**WHAT THIS TASK INVOLVES:** From the data below, report how many lines contain the word "manifests", giving the number and nothing else.
==== RECORDS TO USE ====
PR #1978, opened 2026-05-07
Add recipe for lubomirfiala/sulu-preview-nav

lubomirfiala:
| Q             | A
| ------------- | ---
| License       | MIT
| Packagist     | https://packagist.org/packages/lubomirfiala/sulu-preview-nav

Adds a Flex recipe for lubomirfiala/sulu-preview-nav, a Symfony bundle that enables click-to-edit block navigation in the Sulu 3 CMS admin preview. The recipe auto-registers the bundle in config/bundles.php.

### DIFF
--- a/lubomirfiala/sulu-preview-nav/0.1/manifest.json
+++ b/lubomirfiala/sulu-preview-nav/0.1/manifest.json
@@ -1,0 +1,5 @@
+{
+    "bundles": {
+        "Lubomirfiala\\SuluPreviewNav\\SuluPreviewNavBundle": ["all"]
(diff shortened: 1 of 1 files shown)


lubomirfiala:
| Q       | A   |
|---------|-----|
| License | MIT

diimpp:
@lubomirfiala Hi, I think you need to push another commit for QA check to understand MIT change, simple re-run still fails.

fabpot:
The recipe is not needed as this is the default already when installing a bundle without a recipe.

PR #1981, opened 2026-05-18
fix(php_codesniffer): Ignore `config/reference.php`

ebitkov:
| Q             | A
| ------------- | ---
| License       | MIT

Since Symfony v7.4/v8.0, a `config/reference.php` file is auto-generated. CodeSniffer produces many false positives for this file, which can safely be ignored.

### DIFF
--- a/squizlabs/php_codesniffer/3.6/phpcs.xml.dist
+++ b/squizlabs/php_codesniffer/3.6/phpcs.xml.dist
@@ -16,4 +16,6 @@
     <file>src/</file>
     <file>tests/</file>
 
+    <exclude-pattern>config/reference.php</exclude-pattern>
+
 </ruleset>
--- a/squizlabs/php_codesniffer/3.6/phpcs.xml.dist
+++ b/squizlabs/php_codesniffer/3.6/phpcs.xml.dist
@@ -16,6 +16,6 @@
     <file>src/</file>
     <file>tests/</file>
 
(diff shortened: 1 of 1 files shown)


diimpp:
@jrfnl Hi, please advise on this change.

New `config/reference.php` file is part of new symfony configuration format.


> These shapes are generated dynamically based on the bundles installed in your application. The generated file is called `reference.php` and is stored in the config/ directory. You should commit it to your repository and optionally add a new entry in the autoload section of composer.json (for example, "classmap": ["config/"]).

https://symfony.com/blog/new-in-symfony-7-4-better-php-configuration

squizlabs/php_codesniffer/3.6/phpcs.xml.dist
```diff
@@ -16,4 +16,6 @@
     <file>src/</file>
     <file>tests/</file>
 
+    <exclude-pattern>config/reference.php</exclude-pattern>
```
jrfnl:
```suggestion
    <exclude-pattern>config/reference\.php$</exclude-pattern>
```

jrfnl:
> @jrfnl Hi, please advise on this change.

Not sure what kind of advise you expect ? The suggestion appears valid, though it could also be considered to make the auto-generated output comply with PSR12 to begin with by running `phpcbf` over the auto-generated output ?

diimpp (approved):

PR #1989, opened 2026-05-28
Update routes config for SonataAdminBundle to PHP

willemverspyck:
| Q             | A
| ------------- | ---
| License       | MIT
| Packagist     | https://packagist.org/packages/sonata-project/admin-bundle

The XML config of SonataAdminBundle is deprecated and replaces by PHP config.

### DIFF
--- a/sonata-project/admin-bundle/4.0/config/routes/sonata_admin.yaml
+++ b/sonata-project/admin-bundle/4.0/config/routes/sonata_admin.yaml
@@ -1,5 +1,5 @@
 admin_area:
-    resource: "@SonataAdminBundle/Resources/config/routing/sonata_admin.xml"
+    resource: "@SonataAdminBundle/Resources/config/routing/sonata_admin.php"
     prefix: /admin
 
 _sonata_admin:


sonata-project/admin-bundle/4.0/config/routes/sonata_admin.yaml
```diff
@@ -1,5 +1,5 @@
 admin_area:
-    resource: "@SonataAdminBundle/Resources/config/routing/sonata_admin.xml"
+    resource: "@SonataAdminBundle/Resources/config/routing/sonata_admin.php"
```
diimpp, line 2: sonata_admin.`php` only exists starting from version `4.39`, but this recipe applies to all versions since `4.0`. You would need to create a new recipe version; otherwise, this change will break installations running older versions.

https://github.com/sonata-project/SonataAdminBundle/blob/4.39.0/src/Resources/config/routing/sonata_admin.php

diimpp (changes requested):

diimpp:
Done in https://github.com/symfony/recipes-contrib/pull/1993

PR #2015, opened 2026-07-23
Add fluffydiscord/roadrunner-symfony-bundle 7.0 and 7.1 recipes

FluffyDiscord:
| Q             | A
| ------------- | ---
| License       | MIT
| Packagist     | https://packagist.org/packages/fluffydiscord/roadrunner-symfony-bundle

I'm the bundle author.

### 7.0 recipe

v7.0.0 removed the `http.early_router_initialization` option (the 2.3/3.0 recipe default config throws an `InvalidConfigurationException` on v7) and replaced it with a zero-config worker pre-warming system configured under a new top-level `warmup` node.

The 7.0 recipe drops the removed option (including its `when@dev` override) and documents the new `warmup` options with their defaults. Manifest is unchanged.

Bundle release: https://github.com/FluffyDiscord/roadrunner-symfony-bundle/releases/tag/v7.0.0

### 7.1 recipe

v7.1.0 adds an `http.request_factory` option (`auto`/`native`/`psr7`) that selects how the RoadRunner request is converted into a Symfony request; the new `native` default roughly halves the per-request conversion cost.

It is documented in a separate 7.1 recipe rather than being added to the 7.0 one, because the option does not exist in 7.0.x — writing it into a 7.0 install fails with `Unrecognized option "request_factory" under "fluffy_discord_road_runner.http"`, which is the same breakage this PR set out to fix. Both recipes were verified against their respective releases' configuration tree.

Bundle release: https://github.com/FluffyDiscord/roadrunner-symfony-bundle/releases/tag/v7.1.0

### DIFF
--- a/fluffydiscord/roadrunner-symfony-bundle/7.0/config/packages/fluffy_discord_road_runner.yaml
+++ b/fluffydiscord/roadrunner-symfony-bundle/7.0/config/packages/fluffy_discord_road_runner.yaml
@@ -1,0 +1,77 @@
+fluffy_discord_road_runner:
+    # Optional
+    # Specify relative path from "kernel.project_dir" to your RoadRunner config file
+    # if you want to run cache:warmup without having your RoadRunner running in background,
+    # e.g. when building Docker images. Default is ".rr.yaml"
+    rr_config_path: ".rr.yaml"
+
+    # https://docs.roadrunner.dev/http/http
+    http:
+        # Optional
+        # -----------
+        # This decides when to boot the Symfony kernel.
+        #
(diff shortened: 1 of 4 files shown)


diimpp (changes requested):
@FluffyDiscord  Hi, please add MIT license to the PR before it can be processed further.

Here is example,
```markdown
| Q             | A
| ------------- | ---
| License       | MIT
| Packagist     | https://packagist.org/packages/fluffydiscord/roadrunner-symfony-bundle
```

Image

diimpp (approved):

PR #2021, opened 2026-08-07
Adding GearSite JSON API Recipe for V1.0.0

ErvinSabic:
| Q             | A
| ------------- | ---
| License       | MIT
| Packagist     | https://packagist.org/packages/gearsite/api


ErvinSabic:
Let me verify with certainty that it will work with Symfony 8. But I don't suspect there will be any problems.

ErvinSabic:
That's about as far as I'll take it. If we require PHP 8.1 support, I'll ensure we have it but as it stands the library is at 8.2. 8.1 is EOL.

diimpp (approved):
====
==== RECORDS TO USE ====
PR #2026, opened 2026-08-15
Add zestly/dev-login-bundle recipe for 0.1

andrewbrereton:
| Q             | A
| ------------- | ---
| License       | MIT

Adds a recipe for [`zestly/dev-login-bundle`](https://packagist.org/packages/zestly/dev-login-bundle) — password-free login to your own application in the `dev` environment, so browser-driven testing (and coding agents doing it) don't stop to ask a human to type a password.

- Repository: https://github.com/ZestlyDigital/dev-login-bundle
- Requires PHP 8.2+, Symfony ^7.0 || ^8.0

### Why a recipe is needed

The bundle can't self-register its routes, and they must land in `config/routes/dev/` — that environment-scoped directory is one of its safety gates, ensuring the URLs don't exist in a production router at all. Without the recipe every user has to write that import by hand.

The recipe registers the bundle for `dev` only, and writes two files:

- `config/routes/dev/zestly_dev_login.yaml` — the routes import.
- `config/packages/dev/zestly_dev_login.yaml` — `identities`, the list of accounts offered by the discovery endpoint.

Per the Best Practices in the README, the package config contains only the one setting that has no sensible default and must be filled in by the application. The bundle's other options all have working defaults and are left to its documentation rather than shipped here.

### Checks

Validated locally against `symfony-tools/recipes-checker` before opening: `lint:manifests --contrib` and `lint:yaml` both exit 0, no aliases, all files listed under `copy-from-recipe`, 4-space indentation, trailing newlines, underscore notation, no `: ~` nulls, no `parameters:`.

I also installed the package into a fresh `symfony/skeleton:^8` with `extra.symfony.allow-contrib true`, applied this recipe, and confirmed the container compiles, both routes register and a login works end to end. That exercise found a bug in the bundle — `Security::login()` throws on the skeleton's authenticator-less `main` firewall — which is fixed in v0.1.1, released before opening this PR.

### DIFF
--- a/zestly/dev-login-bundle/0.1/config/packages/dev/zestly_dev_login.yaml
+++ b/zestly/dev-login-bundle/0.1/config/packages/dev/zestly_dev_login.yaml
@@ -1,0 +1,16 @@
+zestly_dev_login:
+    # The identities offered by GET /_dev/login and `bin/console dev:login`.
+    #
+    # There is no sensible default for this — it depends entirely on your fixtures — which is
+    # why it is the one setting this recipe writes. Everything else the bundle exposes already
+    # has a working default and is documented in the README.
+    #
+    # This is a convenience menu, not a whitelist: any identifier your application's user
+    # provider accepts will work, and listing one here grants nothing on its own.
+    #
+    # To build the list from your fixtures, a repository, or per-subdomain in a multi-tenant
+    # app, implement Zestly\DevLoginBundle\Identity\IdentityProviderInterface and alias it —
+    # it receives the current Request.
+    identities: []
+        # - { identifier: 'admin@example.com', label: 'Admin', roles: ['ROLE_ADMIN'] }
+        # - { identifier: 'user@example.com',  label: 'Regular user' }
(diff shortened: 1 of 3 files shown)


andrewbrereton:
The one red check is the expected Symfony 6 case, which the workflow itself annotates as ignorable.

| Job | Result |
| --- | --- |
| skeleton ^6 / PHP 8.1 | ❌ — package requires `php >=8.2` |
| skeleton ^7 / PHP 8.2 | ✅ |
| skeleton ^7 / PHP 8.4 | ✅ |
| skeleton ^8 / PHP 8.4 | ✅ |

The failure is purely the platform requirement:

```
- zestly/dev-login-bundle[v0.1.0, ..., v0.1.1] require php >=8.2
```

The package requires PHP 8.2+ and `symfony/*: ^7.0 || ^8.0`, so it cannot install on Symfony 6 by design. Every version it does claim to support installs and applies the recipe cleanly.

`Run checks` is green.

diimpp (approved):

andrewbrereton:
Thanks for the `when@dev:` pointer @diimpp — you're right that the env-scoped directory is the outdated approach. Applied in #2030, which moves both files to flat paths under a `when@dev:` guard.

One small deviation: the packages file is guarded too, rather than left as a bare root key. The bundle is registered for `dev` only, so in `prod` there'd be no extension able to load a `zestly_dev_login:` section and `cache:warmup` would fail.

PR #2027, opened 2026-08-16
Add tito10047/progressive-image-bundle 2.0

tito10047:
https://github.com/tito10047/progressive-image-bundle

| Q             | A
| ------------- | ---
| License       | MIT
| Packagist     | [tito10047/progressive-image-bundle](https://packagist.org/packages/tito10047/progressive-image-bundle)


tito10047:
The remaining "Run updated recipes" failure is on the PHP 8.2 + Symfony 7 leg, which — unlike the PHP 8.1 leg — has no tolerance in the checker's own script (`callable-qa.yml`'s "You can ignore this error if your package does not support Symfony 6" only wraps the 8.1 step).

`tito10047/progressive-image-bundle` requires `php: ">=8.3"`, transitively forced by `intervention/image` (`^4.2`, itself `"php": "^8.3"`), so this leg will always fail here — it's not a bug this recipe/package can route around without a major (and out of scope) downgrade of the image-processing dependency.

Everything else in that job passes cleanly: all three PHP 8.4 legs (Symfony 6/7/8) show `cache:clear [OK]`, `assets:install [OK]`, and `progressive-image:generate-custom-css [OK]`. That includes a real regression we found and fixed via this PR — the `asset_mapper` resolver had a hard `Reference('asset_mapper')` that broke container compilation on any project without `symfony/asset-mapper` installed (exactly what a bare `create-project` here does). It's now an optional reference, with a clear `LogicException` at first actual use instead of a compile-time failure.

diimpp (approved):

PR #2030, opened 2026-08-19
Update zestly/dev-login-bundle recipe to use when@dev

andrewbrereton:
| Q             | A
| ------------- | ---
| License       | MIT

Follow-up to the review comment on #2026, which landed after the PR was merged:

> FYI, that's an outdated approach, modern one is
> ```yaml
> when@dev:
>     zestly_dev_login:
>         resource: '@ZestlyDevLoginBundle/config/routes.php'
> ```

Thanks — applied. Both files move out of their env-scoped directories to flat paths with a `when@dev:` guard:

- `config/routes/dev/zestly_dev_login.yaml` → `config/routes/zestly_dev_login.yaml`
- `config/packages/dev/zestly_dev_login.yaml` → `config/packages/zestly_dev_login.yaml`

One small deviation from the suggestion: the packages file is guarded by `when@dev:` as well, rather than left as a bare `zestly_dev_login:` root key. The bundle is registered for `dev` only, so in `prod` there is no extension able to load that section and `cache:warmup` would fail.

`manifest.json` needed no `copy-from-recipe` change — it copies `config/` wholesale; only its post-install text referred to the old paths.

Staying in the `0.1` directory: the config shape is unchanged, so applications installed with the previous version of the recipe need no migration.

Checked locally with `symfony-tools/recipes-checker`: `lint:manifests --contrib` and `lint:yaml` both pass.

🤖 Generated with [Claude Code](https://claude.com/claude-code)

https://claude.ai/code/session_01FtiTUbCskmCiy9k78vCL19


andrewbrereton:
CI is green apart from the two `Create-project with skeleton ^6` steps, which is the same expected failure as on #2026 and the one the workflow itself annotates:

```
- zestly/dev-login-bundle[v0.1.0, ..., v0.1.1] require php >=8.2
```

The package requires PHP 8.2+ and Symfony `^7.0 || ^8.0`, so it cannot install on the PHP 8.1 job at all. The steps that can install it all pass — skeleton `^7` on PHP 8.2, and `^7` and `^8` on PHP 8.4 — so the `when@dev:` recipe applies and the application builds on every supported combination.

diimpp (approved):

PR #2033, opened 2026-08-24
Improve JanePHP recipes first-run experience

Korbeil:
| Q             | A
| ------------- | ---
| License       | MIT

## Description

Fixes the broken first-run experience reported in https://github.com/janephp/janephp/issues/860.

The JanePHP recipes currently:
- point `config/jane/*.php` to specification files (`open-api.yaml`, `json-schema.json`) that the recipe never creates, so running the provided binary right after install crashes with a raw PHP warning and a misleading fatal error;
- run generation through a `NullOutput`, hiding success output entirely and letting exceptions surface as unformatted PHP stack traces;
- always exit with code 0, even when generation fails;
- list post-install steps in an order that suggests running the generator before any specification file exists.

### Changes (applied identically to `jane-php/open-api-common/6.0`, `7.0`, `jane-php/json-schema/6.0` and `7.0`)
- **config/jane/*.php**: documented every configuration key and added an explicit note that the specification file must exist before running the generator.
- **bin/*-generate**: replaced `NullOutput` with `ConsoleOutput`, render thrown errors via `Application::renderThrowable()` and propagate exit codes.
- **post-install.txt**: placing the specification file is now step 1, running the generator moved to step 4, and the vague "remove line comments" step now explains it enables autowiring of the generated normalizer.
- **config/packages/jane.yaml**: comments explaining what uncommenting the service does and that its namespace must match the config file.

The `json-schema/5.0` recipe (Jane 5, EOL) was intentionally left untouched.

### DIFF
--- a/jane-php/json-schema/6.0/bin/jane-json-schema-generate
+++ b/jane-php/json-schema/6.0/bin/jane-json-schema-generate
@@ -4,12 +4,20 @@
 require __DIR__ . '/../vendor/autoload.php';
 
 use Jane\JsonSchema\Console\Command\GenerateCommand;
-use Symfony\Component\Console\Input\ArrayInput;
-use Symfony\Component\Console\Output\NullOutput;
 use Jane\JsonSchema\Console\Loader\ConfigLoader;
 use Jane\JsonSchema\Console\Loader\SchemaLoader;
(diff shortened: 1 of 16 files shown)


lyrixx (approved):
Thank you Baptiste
====
==== RECORDS TO USE ====
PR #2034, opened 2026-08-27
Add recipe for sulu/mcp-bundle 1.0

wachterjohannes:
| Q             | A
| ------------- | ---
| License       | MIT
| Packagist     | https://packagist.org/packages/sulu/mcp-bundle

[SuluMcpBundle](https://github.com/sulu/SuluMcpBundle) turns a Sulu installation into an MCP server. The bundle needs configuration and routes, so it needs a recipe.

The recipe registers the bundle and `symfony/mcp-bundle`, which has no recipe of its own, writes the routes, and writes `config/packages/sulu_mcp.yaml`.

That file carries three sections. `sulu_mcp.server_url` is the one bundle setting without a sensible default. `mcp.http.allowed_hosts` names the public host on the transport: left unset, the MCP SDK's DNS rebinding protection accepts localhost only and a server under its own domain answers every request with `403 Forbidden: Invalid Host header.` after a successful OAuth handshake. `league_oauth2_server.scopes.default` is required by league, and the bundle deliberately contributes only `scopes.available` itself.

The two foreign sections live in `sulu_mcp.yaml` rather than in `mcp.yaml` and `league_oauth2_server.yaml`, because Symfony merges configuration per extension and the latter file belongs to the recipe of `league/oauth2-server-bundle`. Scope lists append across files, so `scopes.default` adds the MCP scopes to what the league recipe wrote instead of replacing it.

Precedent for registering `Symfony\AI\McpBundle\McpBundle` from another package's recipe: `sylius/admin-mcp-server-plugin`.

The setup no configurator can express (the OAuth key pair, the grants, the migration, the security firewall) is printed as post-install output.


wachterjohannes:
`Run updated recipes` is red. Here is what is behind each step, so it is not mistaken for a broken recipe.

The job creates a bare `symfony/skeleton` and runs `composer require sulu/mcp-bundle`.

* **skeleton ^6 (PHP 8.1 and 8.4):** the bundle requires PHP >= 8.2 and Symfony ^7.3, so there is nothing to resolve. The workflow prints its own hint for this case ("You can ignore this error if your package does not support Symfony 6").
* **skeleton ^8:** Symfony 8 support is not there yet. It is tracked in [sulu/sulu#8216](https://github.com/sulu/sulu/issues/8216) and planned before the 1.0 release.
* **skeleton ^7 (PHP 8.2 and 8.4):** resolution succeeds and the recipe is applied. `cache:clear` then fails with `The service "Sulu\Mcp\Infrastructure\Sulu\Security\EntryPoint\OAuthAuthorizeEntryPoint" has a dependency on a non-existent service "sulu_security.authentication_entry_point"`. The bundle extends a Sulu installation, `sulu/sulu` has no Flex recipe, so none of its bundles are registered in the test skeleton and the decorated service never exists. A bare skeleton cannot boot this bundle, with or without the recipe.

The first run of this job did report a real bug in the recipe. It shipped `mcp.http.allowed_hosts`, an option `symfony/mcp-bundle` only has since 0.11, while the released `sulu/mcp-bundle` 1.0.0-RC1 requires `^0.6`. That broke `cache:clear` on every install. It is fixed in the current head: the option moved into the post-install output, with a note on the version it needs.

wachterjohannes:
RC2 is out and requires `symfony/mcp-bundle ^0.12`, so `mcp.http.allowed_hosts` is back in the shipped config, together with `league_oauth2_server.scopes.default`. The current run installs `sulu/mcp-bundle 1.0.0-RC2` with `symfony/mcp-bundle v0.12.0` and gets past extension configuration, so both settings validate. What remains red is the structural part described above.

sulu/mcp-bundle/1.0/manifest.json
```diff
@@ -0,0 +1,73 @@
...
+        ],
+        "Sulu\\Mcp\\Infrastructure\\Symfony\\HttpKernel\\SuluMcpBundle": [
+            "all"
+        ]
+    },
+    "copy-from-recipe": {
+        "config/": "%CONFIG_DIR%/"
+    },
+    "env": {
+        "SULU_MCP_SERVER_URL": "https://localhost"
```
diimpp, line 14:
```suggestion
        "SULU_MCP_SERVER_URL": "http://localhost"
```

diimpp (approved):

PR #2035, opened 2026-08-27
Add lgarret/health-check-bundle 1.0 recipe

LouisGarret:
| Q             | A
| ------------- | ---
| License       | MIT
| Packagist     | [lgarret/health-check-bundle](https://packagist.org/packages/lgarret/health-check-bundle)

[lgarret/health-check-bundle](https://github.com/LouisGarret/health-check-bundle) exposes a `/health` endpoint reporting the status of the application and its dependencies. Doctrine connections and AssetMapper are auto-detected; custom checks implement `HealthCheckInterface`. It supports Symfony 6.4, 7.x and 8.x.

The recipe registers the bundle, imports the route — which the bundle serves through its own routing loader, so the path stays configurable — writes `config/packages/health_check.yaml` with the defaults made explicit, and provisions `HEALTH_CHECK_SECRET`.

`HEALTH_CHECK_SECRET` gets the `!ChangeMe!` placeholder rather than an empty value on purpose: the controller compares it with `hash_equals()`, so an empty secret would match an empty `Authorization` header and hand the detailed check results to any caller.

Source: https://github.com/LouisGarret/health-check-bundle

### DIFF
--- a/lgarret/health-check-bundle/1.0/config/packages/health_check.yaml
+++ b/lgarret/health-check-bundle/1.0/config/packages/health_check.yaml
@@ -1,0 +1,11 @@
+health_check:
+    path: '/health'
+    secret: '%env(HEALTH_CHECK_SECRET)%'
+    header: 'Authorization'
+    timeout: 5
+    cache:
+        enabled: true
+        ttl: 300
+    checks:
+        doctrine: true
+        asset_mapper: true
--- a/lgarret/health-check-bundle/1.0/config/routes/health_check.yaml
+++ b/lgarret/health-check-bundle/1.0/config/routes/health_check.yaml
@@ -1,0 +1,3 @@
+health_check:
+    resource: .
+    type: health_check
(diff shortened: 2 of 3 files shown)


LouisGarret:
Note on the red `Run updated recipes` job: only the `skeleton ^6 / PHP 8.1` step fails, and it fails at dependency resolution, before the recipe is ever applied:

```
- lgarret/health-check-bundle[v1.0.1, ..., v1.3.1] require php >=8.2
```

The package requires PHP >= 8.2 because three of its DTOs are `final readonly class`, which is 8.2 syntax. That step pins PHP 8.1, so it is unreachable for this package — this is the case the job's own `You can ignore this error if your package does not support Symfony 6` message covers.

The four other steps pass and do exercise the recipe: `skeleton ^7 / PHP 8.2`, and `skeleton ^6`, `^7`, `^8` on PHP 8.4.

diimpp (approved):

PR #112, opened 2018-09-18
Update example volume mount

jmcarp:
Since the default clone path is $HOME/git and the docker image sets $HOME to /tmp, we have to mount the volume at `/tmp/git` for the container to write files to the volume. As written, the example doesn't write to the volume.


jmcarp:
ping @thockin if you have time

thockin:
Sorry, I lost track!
====
**RESULT OF THE TASK:** 2